That was awesome! And I remember, I watched that episode when I was little and just the end of that was, oh my God. Another couple names I’ve got to throw out are Tim Hunter and Caleb Deschanel. Everybody loved working with them. I think everyone was so relaxed with them that they were able to just get out whatever they wanted in the performance. I know Tim did the death of Leland and everybody was real pleased with how that came out. But also Duwayne Dunham – that was his first foray into directing. He was an editor before that, but I think he had such a good feel for the pacing of Twin Peaks that he knew from the get-go how to approach the beats.


I love Todd Holland’s openings, especially the one with Leland, the ceiling hole. I used to play the guessing game, the first time I watched Twin Peaks, trying to guess which ones were directed by Lynch before his directing credit came on. That was the one that fooled me! Because it looked so much like Eraserhead and then it was like wait, who’s Todd Holland? But it was such a great opening, you know? Even the second one, it’s cheesy in a way, but I kind of like that opening intro with Maj. Briggs sitting on the throne in the weird CGI background. Are we in a video game now, what’s going on? But it’s kind of cool.

Well, I loved talking to Todd. He felt like a huge fan of the show compared to a lot of the other directors. Maybe because he was watching the show for a while before he came on. I remember him saying he went in to meet with Mark and the writers and he just had all these ideas and was so excited to be on the show.

You had only one “anonymous” comment in there, the one about Sherilyn Fenn and Billy Zane [refusing to cross a soundstage to interact with each other, so that the whole set had to be shut down temporarily]. [Brad laughs] What was your decision behind including that and not having any other anonymous comments? Because I assume there was some other stuff where people said that if you don’t quote my name, you can put this in.

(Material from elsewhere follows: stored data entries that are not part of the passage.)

PR #2421, opened 2018-11-13
fix longrunning issue

hzyi-google:


src/main/java/com/google/api/codegen/transformer/java/JavaSurfaceNamer.java
```diff
@@ -413,9 +413,9 @@ public String getAndSaveTypeName(ImportTypeTable typeTable, TypeModel type) {
    * <p>All Google cloud java libraries have package names like "com.google.cloud.library.v1" and
    * the respective examples have package names like
    * "com.google.cloud.examples.library.v1.snippets". This method assumes {@code packageName} has
-   * the format of "com.google.(.+).artifact.name". This works for both existing libraries and the
-   * baseline test. We will need to adjust this if in the future there are libraries that do not
-   * follow the package name format assumed here.
+   * the format of "com.google.orgname.artifact.name", where "artifact.name" could be empty. This
```
michaelbausor: This description doesn't seem quite right for the longrunning case - `longrunning` isn't an orgname.

src/main/java/com/google/api/codegen/transformer/java/JavaSurfaceNamer.java
```diff
@@ -424,11 +424,14 @@ public String getExamplePackageName() {
...
-    return "com.google."
-        + simpleOrgName
-        + ".examples"
-        + packageName.replaceFirst(simpleOrgName, "")
-        + ".snippets";
+    checkArgument(
+        !packageName.isEmpty(),
+        "package name should have at least one more component than 'com.google'");
+    String simpleOrgName =
+        packageName.indexOf('.') < 0
```
michaelbausor: Can we do this calculation just once?

hzyi-google:
@michaelbausor PTAL. I was having a hard time coming up descriptive variable names so any suggestions are welcomed :)

src/main/java/com/google/api/codegen/transformer/java/JavaSurfaceNamer.java
```diff
@@ -427,11 +425,9 @@ public String getExamplePackageName() {
...
         !packageName.isEmpty(),
         "package name should have at least one more component than 'com.google'");
-    String simpleOrgName =
-        packageName.indexOf('.') < 0
-            ? packageName
-            : packageName.substring(0, packageName.indexOf('.'));
-    String artifactName = packageName.replaceFirst(simpleOrgName, "");
-    return "com.google." + simpleOrgName + ".examples" + artifactName + ".snippets";
+    int index = packageName.indexOf('.');
+    String component = index < 0 ? packageName : packageName.substring(0, index);
```
michaelbausor: What about firstComponent and remainingComponents?

src/main/java/com/google/api/codegen/transformer/java/JavaSurfaceNamer.java
```diff
@@ -410,12 +410,10 @@ public String getAndSaveTypeName(ImportTypeTable typeTable, TypeModel type) {
...
-   * <p>All Google cloud java libraries have package names like "com.google.cloud.library.v1" and
-   * the respective examples have package names like
-   * "com.google.cloud.examples.library.v1.snippets". This method assumes {@code packageName} has
-   * the format of "com.google.orgname.artifact.name", where "artifact.name" could be empty. This
-   * works for both existing libraries and the baseline test. We will need to adjust this if in the
-   * future there are libraries that do not follow the package name format assumed here.
+   * <p>Currently we assume that package names always start with "com.google.". For example, if
+   * package name is "com.google.foo", the sample package name returned by this method will be
+   * "com.google.foo.examples.snippets". If package name is "com.google.foo.bar", the sample package
+   * name returned by this method will be "com.google.foo.examples.bar.snippets".
```
michaelbausor: This looks good. Perhaps add this afterwards:

We structure the example package name in this way because in the case of a package named "com.google.foo.bar", 'foo' is very often the organization name, and this lets us group examples from the same org into a common package. E.g. "com.google.cloud.library.v1"

PR #2424, opened 2018-11-13
[Proto Annotations] Better parsing of ResourceNameConfigs

andreamlin:
Prioritize GAPIC config values over those from proto annotations.


andreamlin:
PTAL

andreamlin:
Breaking up this PR into smaller ones.

PR #2425, opened 2018-11-13
[Proto Annotations] Update test resources

andreamlin:
- removing the protoannotations version of library_gapic.yaml; we can just use one source of truth for library_gapic.yaml
- library.proto is updated to reflect the singular  library_gapic.yaml
- copy over gapic/testdata/java/java_library.baseline into the protoannotations dir version

After https://github.com/googleapis/gapic-generator/pull/2424/ is checked in, we can write the baseline test using proto annotations with a gapic.


andreamlin:
PTAL

src/test/java/com/google/api/codegen/protoannotations/testdata/java_library.baseline
```diff
@@ -7240,786 +7161,820 @@ public class LibraryServiceStubSettings extends StubSettings<LibraryServiceStubS
     }
   }
 }
-============== file: src/main/java/samples/com/google/gcloud/pubsub/v1/discussbookcallable/DiscussBookCallableCallableStreamingBidiProg.java ==============
-//// [ This is an auto-generated sample file produced by the gapic-generator. Sample name: "DiscussBookCallableCallableStreamingBidiProg" ]
-//// STUB standalone sample "DiscussBookCallableCallableStreamingBidiProg" /////
-
-// FIXME: Insert here set-up comments that we never want to display in cloudsite. These are seen by users perusing the samples directly in the repository.
+============== file: src/main/java/samples/com/google/example/library/v1/discussbookcallable/DiscussBookCallableCallableStreamingBidiProg.java ==============
```
hzyi-google: I think we are not yet able to generate samples using protoannotations. Is the baseline copied here for testing generating libraries using protoannotations? If so the samples shouldn't be here.

src/test/java/com/google/api/codegen/protoannotations/testdata/library.proto
```diff
@@ -810,6 +809,7 @@ message GetBookFromAnywhereRequest {
   // An alternate book name, used to test restricting flattened field to a
   // single resource name type in a oneof.
   string alt_book_name = 2 [
+    (google.api.field_behavior) = REQUIRED,
```
hzyi-google: I don't have enough knowledge about the protoannotation migration work so probably have someone else review this part?

src/test/java/com/google/api/codegen/protoannotations/testdata/java_library.baseline
andreamlin: This baseline would be generated from using both the GAPIC config and the annotated proto file, so the samples would exist.

This test is to make sure there aren't regressions once we introduce annotations in the proto files (even with the GAPIC config).

src/test/java/com/google/api/codegen/protoannotations/testdata/library.proto
andreamlin: @lukesneeringer

lukesneeringer: Assuming it is actually a required field (the API would send INVALID_ARGUMENT if it was unset, or something similar) this seems reasonable.

andreamlin: Yep, this is to agree with the corresponding library_gapic.yaml, which marks this field as required (see [here](https://github.com/googleapis/gapic-generator/blob/e72072aea215d87b00e6c931b869d53a4e062f11/src/test/java/com/google/api/codegen/testsrc/libraryproto/library_gapic.yaml#L458))

andreamlin:
@vchudnov-g would you mind reviewing this? (hzyi is OOO)

src/test/java/com/google/api/codegen/protoannotations/testdata/java_library.baseline
```diff
@@ -76,7 +76,7 @@ task allJars(type: Copy) {
   // Replace with `from configurations.testRuntime, jar` to include test dependencies
   from configurations.runtime, jar
 }
-============== file: src/main/java/com/google/gcloud/pubsub/v1/LibraryClient.java ==============
+============== file: src/main/java/com/google/example/library/v1/LibraryClient.java ==============
```
vchudnov-g: Why is `pubsub` not part of the baseline? I know we had talked about making the baselines smaller, but I assumed that would be done separately from the annotations. Could you bring me up to speed?

src/test/java/com/google/api/codegen/protoannotations/testdata/java_library.baseline
vchudnov-g: I'm confused, because the library_gapic.yaml is deleted below.....

andreamlin: Yes, there was a library_gapic.yaml in a `protoannotations` test folder, and and another file of the same name in the `gapic` test resource folder. This PR removes the former, so there is only one `library_gapic.yaml` for all tests.

src/test/java/com/google/api/codegen/protoannotations/testdata/java_library.baseline
andreamlin: This is just copying over the java_library.baseline from the gapic test source folder. That change was made inhttps://github.com/googleapis/gapic-generator/pull/2399

andreamlin: This java_library.baseline isn't yet used, but it will be soon.

vchudnov-g: To recap our discussion: this is a separate baseline that (for now) you're keeping manually in sync with the original baseline hzyi updated in #2399---you're just copying those changes into here.

src/test/java/com/google/api/codegen/protoannotations/testdata/java_library.baseline
vchudnov-g: Ah, different directory. Gotcha.

PR #2432, opened 2018-11-14
[Proto Annotations] Change getAllResource[Set]s to return Map

andreamlin:
This allows us to fully qualify Resources and ResourceSets.


src/main/java/com/google/api/codegen/config/FlatteningConfig.java
```diff
@@ -305,7 +305,7 @@ private static FlatteningConfig createFlatteningFromProtoFile(
       }
 
       ResourceNameTreatment resourceNameTreatment = ResourceNameTreatment.NONE;
-      String resourceNameType = protoParser.getResourceType(parameterField.getProtoField());
```
andreamlin: This is just a renaming of the function getResourceType() to getResourceReference()

andreamlin:
PTAL

src/main/java/com/google/api/codegen/util/ProtoParser.java
```diff
@@ -129,62 +134,72 @@ public OperationData getLongRunningOperation(Method method) {
...
-                  fieldExtension.getDescriptor().getFullName(),
-                  baseName,
-                  protoFile.getFullName(),
-                  fieldExtension.getDescriptor().getFullName()));
-          continue;
+      // Maps base names to Resource[Sets].
+      Map<String, T> localDefs = new LinkedHashMap<>();
+      // Get definitions from protofile options.
+      List<T> resourcesAtFileLevel = getProtoExtension(protoFile, fileExtension);
+      if (resourcesAtFileLevel != null) {
```
pongad: Here and below, you can `if (resourcesAtFileLevel == null) continue;` to reduce nesting.

src/main/java/com/google/api/codegen/util/ProtoParser.java
```diff
@@ -129,62 +134,72 @@ public OperationData getLongRunningOperation(Method method) {
...
+            diagCollector.addDiag(
+                Diag.error(
+                    SimpleLocation.TOPLEVEL,
+                    "There is a %s option with"
+                        + " no name defined in proto file %s. %s.name is required.",
+                    fileExtension.getDescriptor().getFullName(),
+                    protoFile.getFullName(),
+                    fileExtension.getDescriptor().getFullName()));
+          }
+          if (localDefs.containsKey(baseName)) {
```
pongad: I don't have a strong opinion here, but
```
if (localDefs.put(basename, definition) != null) {
  Diag.error(...)
}
```
would also work because `put` returns the previously-mapped element.

src/main/java/com/google/api/codegen/util/ProtoParser.java
```diff
@@ -129,62 +134,72 @@ public OperationData getLongRunningOperation(Method method) {
...
+      // Get Resource[Set] definitions from fields in message types.
+      for (MessageType message : protoFile.getMessages()) {
+        for (Field field : message.getFields()) {
+          T definition = getProtoExtension(field, fieldExtension);
+          if (definition != null) {
+            if (Strings.isNullOrEmpty(getNameFunc.apply(definition))) {
+              String baseName = getResourceEntityName(field);
+              definition = setNameFunc.apply(definition, baseName);
+            }
+            localDefs.put(getNameFunc.apply(definition), definition);
```
pongad: Does a name conflict here also error?

src/main/java/com/google/api/codegen/util/ProtoParser.java
andreamlin: Hmm, but I don't want to continue if `(resourcesAtFileLevel == null)`? I still want to parse the protofile for more Resources and ResourceSets down below.

pongad: Derp you're right. I got confused by the nesting :P

src/main/java/com/google/api/codegen/util/ProtoParser.java
andreamlin: haha ok done

src/main/java/com/google/api/codegen/util/ProtoParser.java
andreamlin: Ok, also logging an error there too!

andreamlin:
addressed comments
PTAL

andreamlin:
Hmm the bazel test is failing b/c it failed JavaDiscoGapicGeneratorTest, which passed on the test-gapic-generator job. I'm guessing this is a problem with bazel-on-circleci, a resource issue that's bothered us recently.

No one’s asked me that before!

Ok. It stuck right out!

The anonymous comment…that interview was so fun and so surprising to me because I was literally laughing my head off while I was transcribing it in the book. And I just had to put it in. I was talking to the interview participant and they’re like fine, but you can’t put my name on it. But in most other instances when people told me a story that I couldn’t include, they said that beforehand. They were like, turn your recorder off or this can’t go past us and that’s definitely not a trust you want to violate. I think that was the lone exception just because I found it so funny.

I wonder, if you do a second edition and do any follow-up interviews, if they’ll have any rebuttals. If Billy Zane and Sherilyn Fenn will say, well, that’s not exactly how it happened! Be interesting to see.

We’ll see.

Did you find out anything new about the TV business while researching the book?

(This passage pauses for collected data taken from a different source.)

PR #2672, opened 2019-03-29
Add ConfigV2 Validator

andreamlin:
+ tests

### DIFF
--- a/src/main/java/com/google/api/codegen/util/ConfigNextVersionValidator.java
+++ b/src/main/java/com/google/api/codegen/util/ConfigNextVersionValidator.java
@@ -1,0 +1,75 @@
+/* Copyright 2019 Google LLC
+ *
+ * Licensed under the Apache License, Version 2.0 (the "License");
+ * you may not use this file except in compliance with the License.
+ * You may obtain a copy of the License at
+ *
+ *      https://www.apache.org/licenses/LICENSE-2.0
+ *
+ * Unless required by applicable law or agreed to in writing, software
+ * distributed under the License is distributed on an "AS IS" BASIS,
+ * WITHOUT WARRANTIES OR CONDITIONS OF ANY KIND, either express or implied.
+ * See the License for the specific language governing permissions and
+ * limitations under the License.
+ */
+package com.google.api.codegen.util;
+
+import com.google.protobuf.InvalidProtocolBufferException;
+import com.google.protobuf.util.JsonFormat;
+import com.google.protobuf.util.JsonFormat.Parser;
+import com.google.protobuf.util.JsonFormat.Printer;
+import com.google.protobuf.util.JsonFormat.TypeRegistry;
+import javax.annotation.Nonnull;
+
+public class ConfigNextVersionValidator {
+
+  public static String CONFIG_V2_MAJOR_VERSION = "2";
+  public static String CONFIG_V2_VERSION = CONFIG_V2_MAJOR_VERSION + ".0.0"; // "2.0.0"
+
+  public void checkIsNextVersionConfig(@Nonnull com.google.api.codegen.ConfigProto configV1Proto)
+      throws IllegalStateException {
+    if (!configV1Proto.getConfigSchemaVersion().startsWith(CONFIG_V2_MAJOR_VERSION + ".")
+        && !configV1Proto.getConfigSchemaVersion().equals(CONFIG_V2_MAJOR_VERSION)) {
+      throw new IllegalStateException(
+          String.format(
+              "Provided ConfigProto version is %s but should be >= %s",
+              configV1Proto.getConfigSchemaVersion(), CONFIG_V2_VERSION));
+    }
+
+    try {
+      // Serializing utils for Config V2.
+      TypeRegistry typeRegistryV2 =
+          JsonFormat.TypeRegistry.newBuilder()
+              .add(com.google.api.codegen.v2.ConfigProto.getDescriptor())
+              .build();
+      Parser parserV2 = JsonFormat.parser().usingTypeRegistry(typeRegistryV2);
+      Printer printerV2 = JsonFormat.printer().usingTypeRegistry(typeRegistryV2);
+
+      // Serialize and deserialize the Config v1 proto under the Config v2 schema to remove fields
+      // unknown to Config v2 schema.
+      com.google.api.codegen.v2.ConfigProto.Builder v2ProtoBuilder =
+          com.google.api.codegen.v2.ConfigProto.newBuilder();
+      parserV2.merge(printerV2.print(configV1Proto), v2ProtoBuilder);
+
+      // Serializing utils for Config V2.
+      TypeRegistry typeRegistryV1 =
+          JsonFormat.TypeRegistry.newBuilder()
+              .add(com.google.api.codegen.ConfigProto.getDescriptor())
+              .build();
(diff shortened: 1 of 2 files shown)


andreamlin:
PTAL

src/main/java/com/google/api/codegen/util/ConfigNextVersionValidator.java
```diff
@@ -0,0 +1,79 @@
...
+package com.google.api.codegen.util;
+
+import com.google.protobuf.InvalidProtocolBufferException;
+import com.google.protobuf.util.JsonFormat;
+import com.google.protobuf.util.JsonFormat.Parser;
+import com.google.protobuf.util.JsonFormat.Printer;
+import com.google.protobuf.util.JsonFormat.TypeRegistry;
+import javax.annotation.Nonnull;
+
+public class ConfigNextVersionValidator {
```
michaelbausor: This name is a bit odd. What about just ConfigVersionValidator?

src/main/java/com/google/api/codegen/util/ConfigNextVersionValidator.java
```diff
@@ -0,0 +1,79 @@
...
+        && !configV1Proto.getConfigSchemaVersion().equals(CONFIG_V2_MAJOR_VERSION)) {
+      throw new IllegalStateException(
+          String.format(
+              "Provided ConfigProto version is %s but should be >= %s",
+              configV1Proto.getConfigSchemaVersion(), CONFIG_V2_VERSION));
+    }
+
+    try {
+      // Serializing utils for Config V2.
+      TypeRegistry typeRegistryV2 =
```
michaelbausor: Is it necessary to use a TypeRegistry and json formatting functions? Can we not just use toByteArray, parseFrom(byte[]), and check for unknown fields?

src/main/java/com/google/api/codegen/util/ConfigNextVersionValidator.java
```diff
@@ -0,0 +1,79 @@
...
+public class ConfigNextVersionValidator {
+
+  public static String CONFIG_V2_MAJOR_VERSION = "2";
+  public static String CONFIG_V2_VERSION = CONFIG_V2_MAJOR_VERSION + ".0.0"; // "2.0.0"
+
+  /**
+   * Throw {@link IllegalStateException} iff the given input contains fields unknown to the {@link
+   * com.google.api.codegen.v2.ConfigProto} schema.
+   */
+  public void checkIsNextVersionConfig(@Nonnull com.google.api.codegen.ConfigProto configV1Proto)
```
michaelbausor: What about something like `validateV2Config`? I don't think it is desirable to make the function name version-agnostic (unless the implementation is also version-agnostic)

src/main/java/com/google/api/codegen/util/ConfigNextVersionValidator.java
andreamlin: sure

src/main/java/com/google/api/codegen/util/ConfigNextVersionValidator.java
andreamlin: ok!

src/main/java/com/google/api/codegen/util/ConfigNextVersionValidator.java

Especially talking to the ABC guys. I wasn’t able to talk to Bob Iger, but I was able to talk to the guys who initially brought Twin Peaks to the network. They – to their defense – from the beginning said, “This is a great entry to the show, who killed Laura Palmer, but we need more. We have to introduce more stories while this Laura Palmer thing is cooking to sort of hook people in. Because when it goes away we’re not going to have anything.”


And they knew it would go away.

The primary programming director that brought Twin Peaks on left before it was greenlit. Brandon Stoddard who was the president of ABC at the time left, and then Bob Iger took over. So I don’t know how much of an effect that had on things but…ABC had just never had a show like this before. No network television had before. And they just didn’t know what to do with it. I think from the business standpoint, once these shows came around – this new wave – they realized they have to have a destination. And Twin Peaks had that in the first season but in the second season they lost it midway and it just spun out of control. So I think a lot of these networks are willing to give creative independence to these creators as long as they know where they’re headed. If you watch a season of television now it has a destination. It gets you to a point and then it asks you more questions. And I think all those shows learned that from Twin Peaks. Twin Peaks fell on that sword and that was the end of it.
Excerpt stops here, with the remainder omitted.